Collected data entries:
Issue #4124, opened 2026-02-06
BUG - destination instances are referring to resource name instead of resource service-name


longieirl:
### Related Feature
Feature request: _issue number_

### Description
In some instances, CAP Projects are created without an mta.yaml. When a SAP Fiori application is appended to the CAP project and user the `npm run deploy-config` is executed, it detects there is no mta.yaml present and prompts the user to create one.

During the generation, the `mta.yaml` resources are generated without a service name, for exampe;
```yaml
- name: fe_lrop_cap_no_mta_managed-html5-repo-host
  type: org.cloudfoundry.managed-service
  parameters:
    service: html5-apps-repo
    service-plan: app-host
```

When the cf-writer does a cleanup, it appends `service-name` as shown;
```
- name: fe_lrop_cap_no_mta_managed-html5-repo-host
  type: org.cloudfoundry.managed-service
  parameters:
    service: html5-apps-repo
    service-name: fe_lrop_cap_no_mta_managed-html5-service
    service-plan: app-host
```

This causes the destinations `ServiceInstanceName` to be misaligned;
```
    parameters:
      content:
        instance:
          destinations:
            - Name: fe_lrop_cap_no_mta_managed-html5-repository
              ServiceInstanceName: fe_lrop_cap_no_mta_managed-html5-repo-host
              ServiceKeyName: fe_lrop_cap_no_mta_managed-html5-repo-host-key
              sap.cloud.service: fe_lrop_cap_no_mta_managed.service
            - Authentication: OAuth2UserTokenExchange
              Name: fe_lrop_cap_no_mta_managed-auth
              ServiceInstanceName: fe_lrop_cap_no_mta_managed-auth
              ServiceKeyName: fe_lrop_cap_no_mta_managed-auth-key
              sap.cloud.service: fe_lrop_cap_no_mta_managed.service
          existing_destinations_policy: update
```

Since the `ServiceInstanceName` is using the name of the `resource`, for example `fe_lrop_cap_no_mta_managed-html5-repo-host` but if the `resource` has `service-name` present, then this value needs to be used in the destination.

### Steps to Reproduce
1. Generate a CAP project using;
```
cds init managedProject && cd managedProject && npm install && cds add tiny-sample hana xsuaa connectivity destination workzone && cds build && npm update --package-lock-only
```
2. Append a UI5 app
3. Open App Info page and add deployment config

### Expected results

[...]

PR #4133, opened 2026-02-09
fix: General review of code and cleanup

longieirl:
Fix is part of https://github.com/SAP/open-ux-tools/issues/4124, found during testing.


devinea (approved):
Nice clean-up 
changeset 👍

- What you should do: A complete and exact reproduction of the data is needed.

- Task output:
Issue #4124, opened 2026-02-06
BUG - destination instances are referring to resource name instead of resource service-name


longieirl:
### Related Feature
Feature request: _issue number_

### Description
In some instances, CAP Projects are created without an mta.yaml. When a SAP Fiori application is appended to the CAP project and user the `npm run deploy-config` is executed, it detects there is no mta.yaml present and prompts the user to create one.

During the generation, the `mta.yaml` resources are generated without a service name, for exampe;
```yaml
- name: fe_lrop_cap_no_mta_managed-html5-repo-host
  type: org.cloudfoundry.managed-service
  parameters:
    service: html5-apps-repo
    service-plan: app-host
```

When the cf-writer does a cleanup, it appends `service-name` as shown;
```
- name: fe_lrop_cap_no_mta_managed-html5-repo-host
  type: org.cloudfoundry.managed-service
  parameters:
    service: html5-apps-repo
    service-name: fe_lrop_cap_no_mta_managed-html5-service
    service-plan: app-host
```

This causes the destinations `ServiceInstanceName` to be misaligned;
```
    parameters:
      content:
        instance:
          destinations:
            - Name: fe_lrop_cap_no_mta_managed-html5-repository
              ServiceInstanceName: fe_lrop_cap_no_mta_managed-html5-repo-host
              ServiceKeyName: fe_lrop_cap_no_mta_managed-html5-repo-host-key
              sap.cloud.service: fe_lrop_cap_no_mta_managed.service
            - Authentication: OAuth2UserTokenExchange
              Name: fe_lrop_cap_no_mta_managed-auth
              ServiceInstanceName: fe_lrop_cap_no_mta_managed-auth
              ServiceKeyName: fe_lrop_cap_no_mta_managed-auth-key
              sap.cloud.service: fe_lrop_cap_no_mta_managed.service
          existing_destinations_policy: update
```

Since the `ServiceInstanceName` is using the name of the `resource`, for example `fe_lrop_cap_no_mta_managed-html5-repo-host` but if the `resource` has `service-name` present, then this value needs to be used in the destination.

### Steps to Reproduce
1. Generate a CAP project using;
```
cds init managedProject && cd managedProject && npm install && cds add tiny-sample hana xsuaa connectivity destination workzone && cds build && npm update --package-lock-only
```
2. Append a UI5 app
3. Open App Info page and add deployment config

### Expected results

[...]

PR #4133, opened 2026-02-09
fix: General review of code and cleanup

longieirl:
Fix is part of https://github.com/SAP/open-ux-tools/issues/4124, found during testing.


devinea (approved):
Nice clean-up 
changeset 👍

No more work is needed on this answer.